Mal começou, o vídeo evoluiu para imagens de braços, pernas e outras partes do corpo que pareciam imensas na tela. As imagens o deixaram excitado. Outras causaram repulsa. Então era isso que os adultos faziam a portas fechadas? Quando acabou o filme, João, à época com 13 anos, ainda sentia o impacto da nova experiência.
O que ele não contava era que o pai, professor de Zootecnia, fosse verificar o histórico de navegação do computador. Não só descobriu os sites acessados como encontrou um vídeo que o garoto baixara. Os pais de João ficaram surpresos, entretanto preferiram não punir o filho, mas sim o alertar sobre o risco de abrir ou baixar certas páginas.
Antigamente, a investigação da sexualidade podia acontecer às apalpadelas no banco de trás do carro, em festas sem vigilância de adultos ou folheando revistas escondido. Quando fazíamos perguntas aos nossos pais, as respostas, que não eram respostas, costumavam ser “Meninas direitas não fazem isso”, “Todos os rapazes querem a mesma coisa” e “Você pode ficar malfalada”.
Não é mais assim. A Internet e a tecnologia portátil, como a dos tablets e smartphones, mudaram tudo.
Hoje, muitos jovens brasileiros, a exemplo de garotos e garotas no restante do mundo, consideram a Internet o melhor local para encontrar tudo o que sempre quiseram saber sobre sexo e sexualidade, inclusive imagens e filmes pervertidos.
Palavras-chaves inocentes podem levar a cenas de sexo bizarro envolvendo escatologia e pessoas mutiladas. O sexo é tratado como mais uma mercadoria. Não existe censura nem controle. Muitas páginas não trazem sequer a advertência “conteúdo impróprio para menores de 18 anos”.
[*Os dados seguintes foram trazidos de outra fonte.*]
PR #21325, opened 2024-11-13
Improve OBD data screen; removed used devices from found bounded devi…

Corwin-Kh:
…ces list

### DIFF
--- a/OsmAnd/src/net/osmand/plus/plugins/odb/dialogs/OBDDevicesSearchFragment.kt
+++ b/OsmAnd/src/net/osmand/plus/plugins/odb/dialogs/OBDDevicesSearchFragment.kt
@@ -107,7 +107,7 @@ class OBDDevicesSearchFragment : OBDDevicesBaseFragment(),
 
 	override fun onStart() {
 		super.onStart()
-		vehicleMetricsPlugin?.let { plugin ->
+		vehicleMetricsPlugin.let { plugin ->
 			val usedDevices = plugin.getUsedOBDDevicesList()
 			pairedDevicesAdapter.items = plugin.getPairedOBDDevicesList(requireActivity())
 				.filterNot { pairedDevice ->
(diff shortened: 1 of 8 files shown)


OsmAnd/src/net/osmand/plus/plugins/odb/dialogs/OBDDevicesSearchFragment.kt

Um estudo da Norton Online Family constatou que as crianças estão passando cada vez mais tempo no computador – uma média superior a 30 horas semanais. A pesquisa realizada com 12.704 adultos, 2.379 professores e 4.553 crianças e adolescentes com idades entre 8 e 17 anos, em 24 países, verificou que 13% das crianças admitem acessar sites inapropriados para menores de idade. E 26% dos pais reconhecem que os filhos mudam suas atitudes e seu modo de usar a Internet quando estão por perto.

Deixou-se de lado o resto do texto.